Prediction of cardiovascular and renal risk among patients with apparent treatment‐resistant hypertension in the United States using machine learning methods

Autor: George Bakris, Pei (Paul) Lin, Chang Xu, Cindy Chen, Veronica Ashton, Mukul Singhal
Jazyk: angličtina
Rok vydání: 2024
Předmět:
Zdroj: The Journal of Clinical Hypertension, Vol 26, Iss 5, Pp 500-513 (2024)
Druh dokumentu: article
ISSN: 1751-7176
1524-6175
DOI: 10.1111/jch.14791
Popis: Abstract Apparent treatment‐resistant hypertension (aTRH), defined as blood pressure (BP) that remains uncontrolled despite unconfirmed concurrent treatment with three antihypertensives, is associated with an increased risk of developing cardiovascular and renal complications compared with controlled hypertension. We aimed to identify the characteristics of aTRH patients with an elevated risk of major adverse cardiovascular events plus (MACE+; defined as stroke, myocardial infarction, or heart failure hospitalization) and end stage renal disease (ESRD).

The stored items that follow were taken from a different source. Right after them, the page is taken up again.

PR #1320, opened 2026-06-23
enable jsonencode in file policy decoding

hashi-divyansh:
**Description:**

Added `jsonencode(...)` support for **file-based autoscaler policies** so users can write structured HCL objects (for example in `check.query`) instead of manually escaping JSON strings.

**Example usage:**
-  The Instana APM plugin expects `check.query` as a JSON string.   This change improves file-policy authoring by allowing `jsonencode({...})`, so users can write readable HCL objects and let autoscaler produce valid JSON, instead of manually maintaining escaped JSON strings/heredocs.

**Note:**
- `jsonencode(...)` already works in Nomad job-sourced policy flows because Nomad evaluates job HCL before autoscaler reads the policy. This PR brings equivalent ergonomics to autoscaler **file-sourced** policies, where that evaluation previously did not happen.


tehut (approved):
looks good!

Issue #839, opened 2024-01-26
Autoscaler forever waiting for gce-mig "target is not ready" when cpu quota is exceeded


sam-sla:
Hello,
So this is an edge case we got stuck in very recently. During some increased testing we apparently reached our default vcpu quota in the gcp project, but because we still didn't have alerts configured it went unnoticed for a while, until we realized that the nomad autoscaler wasn't scaling down nodes from the cluster.

The scenario:

1. gce-mig is trying to scale up but vcpu quota in the project is reached, the instance group has errors of the type `QUOTA_EXCEEDED 	dev-nomad-client-zpgq 	europe-west1-b 	Creating 	Jan 25, 2024, 3:38:35 PM UTC+01:00 	Instance 'dev-nomad-client-zpgq' creation failed: Quota 'N2D_CPUS' exceeded. Limit: 500.0 in region europe-west1. 	
`
2. Nomad autoscaler is periodically checking the mig but doesn't go further because the mig is not ready (stuck trying to scale-up) `[TRACE] policy_manager.policy_handler: target is not ready: policy_id=c00c0934-a44e-c3eb-5200-e71e44255633`

In our case we requested a vcpu increase and that solved the problem, the mig finished the scaling up event that it had started many hours ago, then the nomad autoscaler saw the mig ready and started to function properly again (in our case to scale down as the load had decreased a lot)

I would like to know if this could have been handled better, maybe the autoscaler could check the mig errors, or force a scaling event (not sure if that's possible)

lgfa29:
Hi @sam-sla 👋 

Do you know what would happen if you tried to scale a MIG in that state? I guess maybe a scale down would work and probably desirable if possible 🤔 

But I'm also not sure how to detect this state. Currently we check this [`isStable`](https://cloud.google.com/compute/docs/reference/rest/v1/instanceGroupManagers/get#body.InstanceGroupManager.FIELDS.inlinedField_22) flag to determine if the target is ready for scaling:
https://github.com/hashicorp/nomad-autoscaler/blob/a4e70bcdba4995e4edc24628f6a9806bc33b4270/plugins/builtin/target/gce-mig/plugin/mig.go#L75

Do you know if there's a field we can check for an error like this?

sam-sla:
Hi @lgfa29,

[...]

PR #1335, opened 2026-07-22
feature: best-effort, non-retrying scale-out option for GCP MIGs

jrpilat:
When we request an increase in GCP MIG instance count, but not all of the requested capacity is available, the MIG will keep retrying until the requested capacity is available.

During this period, GCP marks the MIG as “unstable” pending completion of the scale-out, and the nomad-autoscaler, seeing this “unstable” status, does not attempt to re-scale the MIG, until the MIG is once again “stable”.

This bites us because, while waiting for this to happen, the demand for the extra compute may have been time-sensitive, and since abated. Or, we may have scaled to, say, 90% of the request, and gotten “stuck” there until we get 100%, even if the 90% capacity was able to deal with the workload (by running for longer).

nomad-autoscaler performs GCP MIG autoscaling by calling the [resize](https://googleapis.github.io/google-api-python-client/docs/dyn/compute_alpha.instanceGroupManagers.html#resize) function of the GCP API. This will, if capacity is lacking (which it often is), continue retrying the scale-out until 100% of the requested capacity is acquired. This is described in more detail in the parent ticket, https://simplifi.atlassian.net/browse/DSPP-1144 .

The Beta GCP API exposes an ability to disable this retry behavior: The [resizeAdvanced](https://googleapis.github.io/google-api-python-client/docs/dyn/compute_alpha.instanceGroupManagers.html#resizeAdvanced) function can take in it’s body parameter an option called noCreationRetries, described thusly:

```
"noCreationRetries": True or False, # If this flag is true, the managed instance group attempts to create all
      # instances initiated by this resize request only once. If there is an error
      # during creation, the managed instance group does not retry create this
      # instance, and we will decrease the targetSize of the request
      # instead. If the flag is false, the group attempts to recreate each instance
      # continuously until it succeeds.
```

If we can modify nomad-autoscaler to (optionally) use this functionality, then we can effectively offload the retry logic from GCP to Nomad, where smarter decisions can be made: The next normal cluster autoscaling evaluation by nomad-autoscaler will simply try again, with the latest metric numbers as inputs. Additionally, we can avoid going into cooldown when we received fewer than the requested number of resources, allowing for more frequent policy evaluation while we’re not getting enough resources, and thus allowing for more responsiveness to decreases in demand in cases of “we waited so long that we don’t need all this capacity anymore”.

It seems this would also resolve the issue described [here](https://github.com/hashicorp/nomad-autoscaler/issues/839)

This also includes an additional debug log entry from https://github.com/hashicorp/nomad-autoscaler/pull/1235


jrpilat:
Will rebase and squash down to a single commit here

PR #1336, opened 2026-08-12
fix(policy): recreate missing handlers for unchanged policies

### LINKED ISSUE #1334: Policy handlers are never re-created for unchanged policies after the manager recovers from an unrecoverable source error (all pre-existing policies silently stop being evaluated)
### Versions

- nomad-autoscaler v0.5.0 (official Docker image `hashicorp/nomad-autoscaler:0.5.0`)
- The affected code is unchanged on current `main`, so nightly is affected too.
- The mechanism was introduced by the policy handler refactor in #1102 (shipped in 0.4.7), so 0.4.7+ should all be affected.
- Nomad policy source, agent configured with `namespace = "*"` (the namespace config is incidental — the code path is the same for any namespace setting).

### Bug description

When the policy manager hits an "unrecoverable" source error (e.g. the blocking policy-list query fails with `EOF` / `connection refused` during a Nomad server restart or leader election), it stops **all** policy handlers and restarts its monitoring loop. However, the restarted loop reuses the same `Source` instance, whose internal modify-index state was never reset. As a result, every policy that existed before the error is reported as "not updated" and **never gets a new handler**. Those policies silently stop being evaluated until the agent process is restarted.

Only policies created or modified *after* the incident get handlers again, which makes the failure easy to miss: the agent keeps running, logs look healthy at INFO level, and some policies still scale.

### Observed behavior (production timeline)

1. Autoscaler running fine, evaluating 113 policies.
2. Nomad server restart / leader election occurs. All handlers stop:

   ```
   [ERROR] policy_manager.policy_handler: stopping policy handler due to context done: policy_id=...
   ```

   (one line per policy, for all 113)
3. From that point on, only policies created or modified afterwards produce:

   ```
   [DEBUG] policy_manager: creating new policy handler: policy_id=...
   ```

   The 93 pre-existing, unchanged policies are never re-monitored. No further errors are logged for them; the agent otherwise looks healthy (DEBUG logs, other evaluations proceeding).
4. Affected jobs stayed frozen at their last count for ~3 days. In our case a batch worker group stayed at count 1 while its queue grew past 1000 tasks.
5. Restarting the autoscaler task fully recovered: all policies were re-loaded and evaluated again.

### Root cause analysis (v0.5.0 source)

1. `policy/manager.go` — `monitorPolicies()` receives the source error on `policyIDsErrCh`; `isUnrecoverableError()` (line 407) matches `EOF` / `connection refused` and `monitorPolicies` returns the error (line 171-173).
2. Its `defer m.stopHandlers()` (line 158) cancels every handler context — producing the `stopping policy handler due to context done` error log from `policy/handler.go:293`.
3. `Manager.Run()` (line 116-154) then resets `m.handlers` to an empty map (line 149), sleeps 10s, and restarts `MonitorIDs` — **on the same long-lived `Source` object**.
4. `policy/nomad/source.go` — the `Source` struct's `monitoredPolicies map[policy.PolicyID]modifyIndex` and `latestIndex` fields are **never reset** across these restarts. On the next list result, every pre-existing policy hits line 257-258:

   ```go
   if oldPolicyModifyIndex, ok := s.monitoredPolicies[newPolicy.ID]; ok {
       policyUpdates[newPolicy.ID] = oldPolicyModifyIndex < newPolicy.ModifyIndex
   }
   ```

   which evaluates to `false` for any policy whose `ModifyIndex` didn't change.
5. `policy/manager.go` — `processMessageAndUpdateHandlers()` skips those policies at line 210-212:

   ```go
   if !updated {
       continue
   }
   ```

   **before** checking whether a handler actually exists for them. Since the handler map was wiped in step 3, no handler is ever created again for unchanged policies.

The manager's state (handlers map) and the source's state (`monitoredPolicies`) are out of sync after recovery: the source believes the policies are known and unchanged; the manager has no handlers for them.

Note: #1206 / #1207 (fixed in 0.4.9) addressed a sibling bug in the SIGHUP-reload path ("monitor doesn't start again after failing once"), but that fix does not cover this unrecoverable-error restart path.

### Reproduction

1. Run nomad-autoscaler 0.5.0 with the Nomad policy source against a cluster that has existing scaling policies.
2. Restart the Nomad server the autoscaler is connected to (or force a leader election) so the blocking list query fails with `EOF` or `connection refused`.
3. Observe `stopping policy handler due to context done` for every policy.
4. Wait for the manager to restart its loop (10s) and for the next policy-list change to be delivered. Unchanged policies never log `creating new policy handler` and are never evaluated again.
5. Modify one policy (bumping its `ModifyIndex`) — only that policy gets a new handler, confirming the `updated=false` skip.

### Suggested fixes

Either (or both) would resolve it:

- Reset the source's tracking state when `Manager.Run` re-enters after an unrecoverable error — e.g. extend `ReloadIDsMonitor()` or add a `Reset()` to the `Source` interface that clears `monitoredPolicies` and `latestIndex`, and call it alongside the `m.handlers` reset in `Run()`.
- In `processMessageAndUpdateHandlers()`, check whether a handler exists for the policy **before** the `if !updated { continue }` skip, and create one if it's missing even when `updated == false`.

### Workaround

Restarting the autoscaler agent fully recovers. Monitoring the `scaling.policy.total_num` telemetry gauge (or alerting on the `stopping policy handler due to context done` log line) helps detect the condition.

vishnuedavarath:
Recreate missing policy handlers from the current source snapshot even when a policy is marked unchanged. This fixes the restart path where manager state is cleared but source state is retained, leaving unchanged policies without handlers until they are modified.

This PR grew beyond the original handler-recreation fix and now also narrows recovery for retryable operational failures.

Additional changes in this update:

- retryable `EOF` / `connection refused` errors no longer drive a manager-wide restart path
- Nomad source now handles retryable watch failures locally by resetting its own watch state and rebuilding from a fresh snapshot
- handler runtime errors now stay local to the handler instead of feeding the manager control path
- transient handler creation failures are retried per policy, instead of requiring a manager restart or waiting for a later policy update
- duplicate pending retries for the same `(source, policyID)` are deduplicated

Fixes: #1334
Fixes: https://hashicorp.atlassian.net/browse/NMD-1654

### DIFF
--- a/policy/handler.go
+++ b/policy/handler.go
@@ -87,7 +87,7 @@ type Handler struct {
 	limiter limiter
 
 	// errCh is used to surface errors while executing the policy
-	errChn chan<- error
+	errChn chan error
 	// ch is used to listen for policy updates.
 	updatesCh <-chan *sdk.ScalingPolicy
 
@@ -112,7 +112,7 @@ type Handler struct {
 
 type HandlerConfig struct {
 	UpdatesChan      chan *sdk.ScalingPolicy
-	ErrChan          chan<- error
+	ErrChan          chan error
 	Policy           *sdk.ScalingPolicy
 	Log              hclog.Logger
 	TargetController targetpkg.Controller
@@ -292,6 +292,11 @@ func (h *Handler) Run(ctx context.Context) {
 		case <-ctx.Done():
 			h.log.Error("stopping policy handler due to context done")
 			return
+
+		case err := <-h.errChn:
+			if err != nil {
+				h.log.Error("encountered a runtime error while executing the policy", "error", err)
+			}
 
 		case updatedPolicy := <-h.updatesCh:
 			// The policy can be nil if the channel is closed meaning the
--- a/policy/handler.go
+++ b/policy/handler.go
@@ -86,8 +86,6 @@ type Handler struct {
 
 	limiter limiter
 
-	// errCh is used to surface errors while executing the policy
-	errChn chan error
 	// ch is used to listen for policy updates.
 	updatesCh <-chan *sdk.ScalingPolicy
 
@@ -112,7 +110,6 @@ type Handler struct {
 
 type HandlerConfig struct {
 	UpdatesChan      chan *sdk.ScalingPolicy
-	ErrChan          chan error
 	Policy           *sdk.ScalingPolicy
 	Log              hclog.Logger
 	TargetController targetpkg.Controller
@@ -134,7 +131,6 @@ func NewPolicyHandler(config HandlerConfig) (*Handler, error) {
 		targetController:    config.TargetController,
 		updatesCh:           config.UpdatesChan,
 		policy:              config.Policy,
-		errChn:              config.ErrChan,
 		limiter:             config.Limiter,
 		stateLock:           sync.RWMutex{},
 		state:               StateIdle,
@@ -293,11 +289,6 @@ func (h *Handler) Run(ctx context.Context) {
 			h.log.Error("stopping policy handler due to context done")
 			return
 
-		case err := <-h.errChn:
-			if err != nil {
-				h.log.Error("encountered a runtime error while executing the policy", "error", err)
-			}
-
 		case updatedPolicy := <-h.updatesCh:
 			// The policy can be nil if the channel is closed meaning the
 			// handler is being removed, let the context cancelation take
@@ -307,7 +298,9 @@ func (h *Handler) Run(ctx context.Context) {
 			}
 
 			h.applyMutators(updatedPolicy)
-			h.updateHandler(updatedPolicy)
+			if err := h.updateHandler(updatedPolicy); err != nil {
+				h.log.Error("encountered a runtime error while executing the policy", "error", err)
+			}
 
 		case <-h.ticker.C:
 			if h.compiledPolicySchedule != nil && !h.compiledPolicySchedule.activeAt(nowFunc()) {
@@ -317,14 +310,15 @@ func (h *Handler) Run(ctx context.Context) {
 
 			currentStatus, err := h.runTargetStatus()
 			if err != nil {
-				h.errChn <- fmt.Errorf("handler: failed to get target status for target: %s, %w",
-					h.policy.Target.Name, err)
+				h.log.Error("encountered a runtime error while executing the policy",
+					"error", fmt.Errorf("handler: failed to get target status for target: %s, %w",
+						h.policy.Target.Name, err))
 				continue
 			}
 
 			// A nil status indicates the target doesn't exist, log and return.
 			if currentStatus == nil {
-				h.errChn <- errTargetNotFound
+				h.log.Error("encountered a runtime error while executing the policy", "error", errTargetNotFound)
 				continue
 			}
 
@@ -342,8 +336,9 @@ func (h *Handler) Run(ctx context.Context) {
 					h.log.Debug("stopping policy handler, context done during evaluation")
 					return
 				}
-				h.errChn <- fmt.Errorf("handler: unable to execute policy ID: %s, %w",
-					h.policy.ID, err)
+				h.log.Error("encountered a runtime error while executing the policy",
+					"error", fmt.Errorf("handler: unable to execute policy ID: %s, %w",
+						h.policy.ID, err))
 				continue
 			}
 
@@ -448,7 +443,7 @@ func (h *Handler) waitAndScale(ctx context.Context) error {
 
 // updateHandler updates the handler's internal state based on the changes in
 // the policy being monitored.
-func (h *Handler) updateHandler(updatedPolicy *sdk.ScalingPolicy) {
+func (h *Handler) updateHandler(updatedPolicy *sdk.ScalingPolicy) error {
 	h.log.Trace("updating handler", "policy_id", updatedPolicy.ID)
 
 	h.policyLock.Lock()
@@ -456,8 +451,7 @@ func (h *Handler) updateHandler(updatedPolicy *sdk.ScalingPolicy) {
 	err := h.applyPolicyState(updatedPolicy)
 	h.policyLock.Unlock()
 	if err != nil {
-		h.errChn <- fmt.Errorf("unable to build and apply updated policy state for policy ID %s: %w", updatedPolicy.ID, err)
-		return
+		return fmt.Errorf("unable to build and apply updated policy state for policy ID %s: %w", updatedPolicy.ID, err)
 	}
 
 	if intervalChanged {
@@ -472,6 +466,7 @@ func (h *Handler) updateHandler(updatedPolicy *sdk.ScalingPolicy) {
 	}
 
 	h.log.Debug("check handlers updated", "count", len(h.checkRunners))
+	return nil
 }
 
 // applyMutators applies the mutators registered with the handler in order and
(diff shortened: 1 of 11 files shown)


policy/nomad/source.go
```diff
@@ -175,6 +175,12 @@ func (s *Source) ReloadIDsMonitor() {
 	s.reloadCh <- struct{}{}
 }
 
+// Reset satisfies the policy.Source interface.
+func (s *Source) Reset() {
+	s.monitoredPolicies = map[policy.PolicyID]modifyIndex{}
+	s.latestIndex = 1
```
gulducat: I thought it odd that there was no mutex protecting these, and indeed if you add `testSource.Reset()` in `policy/nomad/source_test.go` on line 569 (just add it to each subtest run in `TestMonitoringIDs`), the race detector gets tripped when running `go test -race`. Before only the `Source.MonitorIDs` goroutine touched these fields, but now they can be affected concurrently.

In other words, if there was any test code exercising this, CI tests should catch the data race.

policy/manager.go
```diff
@@ -143,6 +143,9 @@ func (m *Manager) Run(ctx context.Context, evalCh chan<- *sdk.ScalingEvaluation)
 		// If we reach this point it means an unrecoverable error happened.
 		// We should reset any internal state and re-run the policy manager.
 		m.log.Debug("re-starting policy manager")
+		for _, s := range m.policySources {
+			s.Reset()
```
gulducat: Ideally we could target only problematic sources to reset, but a) at this layer, we have no knowledge of what source the error came from, just that _a_ source produced an (unrecoverable) error, and b) there's only really 2 sources anyway, right? `file` and `nomad`

Does that assessment match your understanding?

I kind of wish the `nomad` source would instead catch its own unrecoverable errors and handle that internally, since it doesn't really make any sense for a `file` source. Currently this pretends that `"connection refused"` and `"EOF"` are general, cross-source errors, but that's not the case at all.

What do you think? Can we add unrecoverable-error handling somewhere in `policy/nomad/source.Source.MonitorIDs`, and reload policies there, rather than bubbling it all the way up to here and resetting every (both) policy source?

gulducat (commented):
I can see how this could resolve the issue, but it seems like doubling down on a boundary violation... Perhaps the `nomad` source should itself be responsible for "unrecoverable" errors in its domain, rather than the overall/general policy manager making that call.

What do you think?

policy/manager.go
vishnuedavarath: Yes, that matches my understanding. We can’t target reset to just the errored source here because the source isn’t known at this level. Also, the same error channel is currently used for both source-monitoring errors and handler runtime errors, so unrelated transient failures can end up on the same path.

Because of that, any error that reaches the manager and contains `EOF` or `connection refused` is currently treated as unrecoverable, even when those errors are often specific to the component that produced them. For example, a transient plugin/handler-side error containing one of those strings can currently trigger the manager restart path, even though that doesn’t mean the source or manager state is stale(The Datadog `unexpected EOF` incident from the Jira link in the description).

So I agree it would be cleaner for the Nomad source to handle its own failures inside `policy/nomad/source.Source.MonitorIDs`, similarly for handler/runtime transient errors to stay local to the handler. If we move recovery to those owning layers, we may be able to remove or significantly narrow the manager-wide reset path.

policy/source.go
```diff
@@ -48,6 +48,10 @@ type Source interface {
 	// so that config items can be reloaded gracefully without restarting the
 	// agent.
 	ReloadIDsMonitor()
+
+	// Reset clears any internal watch state so the next MonitorIDs session can
+	// rebuild the current policy snapshot from scratch.
+	Reset()
```
gulducat: We should no longer need this new method on the interface, nor any of the other implementations, if the `nomad` source handles its own unique condition internally.

policy/manager.go
```diff
@@ -394,19 +438,11 @@ func (m *Manager) periodicMetricsReporter(ctx context.Context, interval time.Dur
...
-// upon reconnecting, the state of the Nomad cluster could be different from
-// what's stored in the policy manager (e.g., a different cluster becomes
-// available in the same address).
-func isUnrecoverableError(err error) bool {
-	unrecoverableErrors := []string{"connection refused", "EOF"}
-	for _, e := range unrecoverableErrors {
+// IsRetryableError identifies transient connectivity failures that callers can
+// handle locally without restarting the whole manager.
+func IsRetryableError(err error) bool {
+	retryableErrors := []string{"connection refused", "EOF"}
```
gulducat, line 415: Let's move this inside the nomad source, where it actually applies. The file source would not ever return this kind of error.

Edit: I see, this is the inverse, because ostensibly the nomad source would not surface these? Or if it does, now we ignore them? I'm just finding all this to be pretty unintuitive.

policy/manager.go
```diff
@@ -306,6 +316,40 @@ func (m *Manager) processMessageAndUpdateHandlers(ctx context.Context, message I
 	return nil
 }
 
+func (m *Manager) schedulePolicyRetry(ctx context.Context, source SourceName, policyID PolicyID) {
+	key := retryKey{source: source, policyID: policyID}
```
gulducat, line 291: I'm confused - I thought we'd agreed that the retry logic should be moved into the nomad source. I imagined that if anything, the manager code could be simplified as a result, rather than expanded as it is in this commit.

policy/handler.go
```diff
@@ -293,6 +293,11 @@ func (h *Handler) Run(ctx context.Context) {
 			h.log.Error("stopping policy handler due to context done")
 			return
 
+		case err := <-h.errChn:
+			if err != nil {
+				h.log.Error("encountered a runtime error while executing the policy", "error", err)
+			}
```
gulducat: In general I do like bubbling up errors, but here we're only logging it anyway (and not breaking from this loop or anything), so why not just log it at its source?

The extra channel plumbing seems unhelpful, and I'm also always wary of changing a channel from directional `<-` to not... It makes me wonder who the owner of the channel is meant to be, primarily when it comes to closing it, as a write on a closed channel will cause a panic, for example. Ideally channel vars that _can_ be one-directional, are.

gulducat (changes requested):
I must say the latest commit is perplexing. It doesn't seem to match your reply to my comment, where it seemed that we were in agreement about what changes should be made.

Given the current state of the PR, I almost want to suggest that you close it and start fresh, aiming directly at moving `nomad`-specific error/state handling into the `nomad` source and cleaning up the `manager` code insofar as its scope may be narrowed by the nomad source change.

If you want to salvage this PR, feel free, but at the moment it's looking pretty rough to me, and I worry about its current trajectory.

policy/manager.go
vishnuedavarath: The piece I kept in `manager` is a different retry path: retrying a specific policy when handler creation fails transiently in `GetLatestVersion`, `GetTargetController`, or `NewPolicyHandler`. That retry is per-policy handler lifecycle, not source monitor recovery.

policy/manager.go
```diff
@@ -394,19 +409,11 @@ func (m *Manager) periodicMetricsReporter(ctx context.Context, interval time.Dur
...
-// Example of an unrecoverable error: the Nomad server becomes unreachable;
-// upon reconnecting, the state of the Nomad cluster could be different from
-// what's stored in the policy manager (e.g., a different cluster becomes
-// available in the same address).
-func isUnrecoverableError(err error) bool {
-	unrecoverableErrors := []string{"connection refused", "EOF"}
-	for _, e := range unrecoverableErrors {
+// IsRetryableError identifies transient connectivity failures that callers can
+// handle locally without restarting the whole manager.
+func IsRetryableError(err error) bool {
```
gulducat, line 414: Why make this public if it's only used within the package?

gulducat (approved):
Thanks for taking the pivot on this, looks much cleaner now!

I have just the one nit-pick remaining, but not blocking.

policy/manager.go
vishnuedavarath: Oh! I just missed this after removing the calls from other package. I'll fix this in the upcoming PR.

This retrospective cohort study included aTRH patients (BP ≥140/90 mmHg and taking ≥3 antihypertensives) from the United States–based Optum® de‐identified Electronic Health Record dataset and used machine learning models to identify risk factors of MACE+ or ESRD. Patients had claims for ≥3 antihypertensive classes within 30 days between January 1, 2015 and June 30, 2021, and two office BP measures recorded 1–90 days apart within 30 days to 11 months after the index regimen date. Of a total 18 797 070 patients identified with any hypertension, 71 100 patients had aTRH. During the study period (mean 25.5 months), 4944 (7.0%) patients had a MACE+ and 2403 (3.4%) developed ESRD. In total, 22 risk factors were included in the MACE+ model and 16 in the ESRD model, and most were significantly associated with study outcomes. The risk factors with the largest impact on MACE+ risk were congestive heart failure, stages 4 and 5 chronic kidney disease (CKD), age ≥80 years, and living in the Southern region of the United States. The risk factors with the largest impact on ESRD risk, other than pre‐existing CKD, were anemia, congestive heart failure, and type 2 diabetes. The overall study cohort had a 5‐year predicted MACE+ risk of 13.4%; this risk was increased in those in the top 50% and 25% high‐risk groups (21.2% and 29.5%, respectively). The overall study cohort had a predicted 5‐year risk of ESRD of 6.8%, which was increased in the top 50% and 25% high‐risk groups (10.9% and 17.1%, respectively). We conclude that risk models developed in our study can reliably identify patients with aTRH at risk of MACE+ and ESRD based on information available in electronic health records; such models may be used to identify aTRH patients at high risk of adverse outcomes who may benefit from novel treatment interventions.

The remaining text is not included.